Issue #297, opened 2025-10-17
Review PDPOffering fields


wjmelements:
Many of these fields in the current schema can be capability keys. Capability keys are flexible but the typing of productData (eg PDPOffering) cannot safely change after launch. We should be sure about which fields are universally mandatory and make the others capabilities.

We should also increase the capabilities limit somewhat.

wjmelements:
Via https://github.com/FilOzone/filecoin-services/pull/266, we are also considering ipni peer ID.

wjmelements:
> We discussed it from product side and prefer to keep the pricing as a mandatory field for pdp offering - if the SP doesn’t want to set it, they can pro-claim it to be 0. This gives the network more price discoverability without needing to push for standards, which may be harder for tooling adoption.

"PerMonth" is a pretty bad standard because months have 28-31 days.. Needs a calendar library to support it. Price per epoch, the very basis of Payments, would change month to month. Unless we want to define a month to be 1/12 of a year of course.

jennijuju:
> > We discussed it from product side and prefer to keep the pricing as a mandatory field for pdp offering - if the SP doesn’t want to set it, they can pro-claim it to be 0. This gives the network more price discoverability without needing to push for standards, which may be harder for tooling adoption.
> 
> "PerMonth" is a pretty bad standard because months have 28-31 days.. Needs a calendar library to support it. Price per epoch, the very basis of Payments, would change month to month. Unless we want to define a month to be 1/12 of a year of course.

Let’s put it per epoch or per day to address your concern, which I see the point, and services/app can derive any monthly / annual price from it if needed

wjmelements:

=-=-=

Problem to solve: Return the listing exactly as it was given to you, with every line intact.

Response for this exercise:
Issue #297, opened 2025-10-17
Review PDPOffering fields


wjmelements:
Many of these fields in the current schema can be capability keys. Capability keys are flexible but the typing of productData (eg PDPOffering) cannot safely change after launch. We should be sure about which fields are universally mandatory and make the others capabilities.

We should also increase the capabilities limit somewhat.

wjmelements:
Via https://github.com/FilOzone/filecoin-services/pull/266, we are also considering ipni peer ID.

wjmelements:
> We discussed it from product side and prefer to keep the pricing as a mandatory field for pdp offering - if the SP doesn’t want to set it, they can pro-claim it to be 0. This gives the network more price discoverability without needing to push for standards, which may be harder for tooling adoption.

"PerMonth" is a pretty bad standard because months have 28-31 days.. Needs a calendar library to support it. Price per epoch, the very basis of Payments, would change month to month. Unless we want to define a month to be 1/12 of a year of course.

jennijuju:
> > We discussed it from product side and prefer to keep the pricing as a mandatory field for pdp offering - if the SP doesn’t want to set it, they can pro-claim it to be 0. This gives the network more price discoverability without needing to push for standards, which may be harder for tooling adoption.
> 
> "PerMonth" is a pretty bad standard because months have 28-31 days.. Needs a calendar library to support it. Price per epoch, the very basis of Payments, would change month to month. Unless we want to define a month to be 1/12 of a year of course.

Let’s put it per epoch or per day to address your concern, which I see the point, and services/app can derive any monthly / annual price from it if needed

wjmelements:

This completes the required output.